Die Sache wird zu neuer Verhandlung und Entscheidung, auch über die Kosten der Revision, an eine andere Strafkammer des Landgerichts München II zurückverwiesen.
Gründe
I.
Die Staatsanwaltschaft München II erhob gegen die Angeklagte am 20.3.2013 Anklage zum Amtsgericht Weilheim wegen Betrugs in 11 tatmehrheitlichen Fällen in einem besonders schweren Fall. Das Amtsgericht Weilheim sprach die Angeklagte mit Urteil vom 11.8.2012 schuldig der Untreue in 6 tatmehrheitlichen Fällen und verurteilte diese unter Einbeziehung der Strafe aus dem Urteil des Amtsgerichts Garmisch-Partenkirchen vom 26.10.2010 zu einer Gesamtfreiheitsstrafe von 2 Jahren und 3 Monaten.
Gegen dieses Urteil haben die Angeklagte und die Staatsanwaltschaft Berufung eingelegt. Die Staatsanwaltschaft hat ihre Berufung sogleich auf den Rechtsfolgenauspruch beschränkt. Die Angeklagte hat ihre Berufung im Hauptverhandlungstermin vom 18.1.2013 auf den Rechtsfolgenauspruch beschränkt, nachdem eine Verfahrensabsprache getroffen worden war. Die Staatsanwaltschaft hat ihre Berufung daraufhin zurückgenommen. Mit Urteil vom 18.1.2013 hat das Landgericht München II auf die Berufung der Angeklagten das Urteil des Amtsgerichts Weilheim im Rechtsfolgenauspruch aufgehoben und die Angeklagte unter Einbeziehung der mit Urteil des Amtsgericht Garmisch-Partenkirchen verhängten Strafe zu einer Gesamtfreiheitsstrafe von 2 Jahren verurteilt, deren Vollstreckung zur Bewährung ausgesetzt worden ist.
Gegen dieses Urteil hat die Angeklagte mit Schrifsatz ihrer Verteidigerin vom 25.1.2013, der auch an diesem Tag beim Landgericht eingegangen ist, Revision eingelegt.
In der auf die Verletzung formellen und sachlichen Rechts gestützen Revisionsbegründung hat die Verteidigerin beantragt,
das Urteil aufzuheben und die Sache zur erneuten Verhandlung und Entscheidung an eine andere Strafkammer des Landgerichts München II zurückzuverweisen.

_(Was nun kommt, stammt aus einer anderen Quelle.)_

PR #12021, opened 2020-07-01
Remove java8 support

avdev4j:
According to v7 roadmap. Remove Java8 support. I suggest to set Java 11 as default version and allow from 1.9 to 14. 
---

### DIFF
--- a/generators/generator-constants.js
+++ b/generators/generator-constants.js
@@ -20,7 +20,7 @@ const semver = require('semver');
 const packagejs = require('../package.json');
 
 // Version of Java
-const JAVA_VERSION = '1.8'; // Java version is forced to be 1.8. We keep the variable as it might be useful in the future.
+const JAVA_VERSION = '11'; // Java version is forced to be 11. We keep the variable as it might be useful in the future.
 
 // Version of Node, Yarn, NPM
 const NODE_VERSION = '12.16.1';
--- a/generators/server/templates/build.gradle.ejs
+++ b/generators/server/templates/build.gradle.ejs
@@ -60,7 +60,7 @@ description = ""
 
 sourceCompatibility=<%= JAVA_VERSION %>
 targetCompatibility=<%= JAVA_VERSION %>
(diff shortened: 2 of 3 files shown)


cbornet:
In that case, Java 11 should be the min version. `var` FTW !

avdev4j:
To be honest, I'm doubtful. But I'm ok to set min version at 11 ;)

jdubois:
Yes in that case we should go to 11 at the minimum.
But I’m not convinced we should drop Java 8, it’s still the default for many people.

avdev4j:
I have just change the min to 11.
@jdubois I did it because of the v7 roadmap issue. However we still be able to run with java8 if we change the java version in the pom.xml but it could be complicated if we introduce "var" in generated code, for example.

agilob:
I'm not sure if this is mostly about compatibility with `var` keyword, it's certainly a big one, but I'm sure we can think about other features that aren't supported on 8, eg.  allowing autogenerated config for modern GCs, better container-awareness, introduced after 9.

avdev4j:
for sure, yes.

pascalgrimaud:
+1 for removing Java8 support
If some companies still want to use Java8, the users can easily do the change manually.

For your information:
- all our CI builds are running with Java11 since months, no more tests with Java8 anymore
- the CI-CD sub-generator should already generated files for Java11 -> can you check this part quickly plz @avdev4j ?

cbornet:
IMO, Java 11 should be the default everywhere (pom, docker, ...). But it's probably good to keep code compatibility with Java 8 (ie no var) for the moment.

jdubois:
Yes, +1 for Java 11 by default while keeping Java 8 compatibility (I haven't used "var" yet, by the way)

avdev4j:
I think it's a good compromise. We just need to check for new codes and avoid features that could be not supported by Java 8.

@cbornet remind me that I need to check Docker files before merge this PR ;)

avdev4j:
I have set version to 11 but allow versions between 1.8 and 14.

Mit Vorlageschreiben vom 30.7.2013 hat die Staatsanwaltschaft bei dem Oberlandesgericht München beantragt,
die Revision der Angeklagten nach § 349 Abs. 2 StPO kostenpflichtig als unbegründet zu verwerfen.
II.
Die zulässige Revision hat mit der Verfahrensrüge Erfolg, soweit sie die Verletzung der Belehrungspflicht gemäß § 257c Abs. 5 i.V.m. Abs. 4 StPO geltend macht. Im Übrigen sind die erhobenen Verfahrensrügen unbegründet.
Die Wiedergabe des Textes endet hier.